PR #144, opened 2024-02-17
[postgres] Inline call to `GetOptionalSchema`

nathan-artie:


lib/postgres/scan.go
```diff
@@ -109,16 +106,14 @@ func scanTableQuery(args scanTableQueryArgs) (string, error) {
 }
 
 func shouldQuoteValue(col schema.Column, val string) bool {
-	schemaEvtPayload := &util.SchemaEventPayload{
```
nathan-artie, line 112: Compare to `https://github.com/artie-labs/transfer/blob/master/lib/cdc/util/optional_schema.go#L10` - functionality should be identical.

Tang8330 (approved):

# # # # # # #

[Your objective] Repeat all of the data exactly.

[Solution to this task]
PR #144, opened 2024-02-17
[postgres] Inline call to `GetOptionalSchema`

nathan-artie:


lib/postgres/scan.go
```diff
@@ -109,16 +106,14 @@ func scanTableQuery(args scanTableQueryArgs) (string, error) {
 }
 
 func shouldQuoteValue(col schema.Column, val string) bool {
-	schemaEvtPayload := &util.SchemaEventPayload{
```
nathan-artie, line 112: Compare to `https://github.com/artie-labs/transfer/blob/master/lib/cdc/util/optional_schema.go#L10` - functionality should be identical.

Tang8330 (approved):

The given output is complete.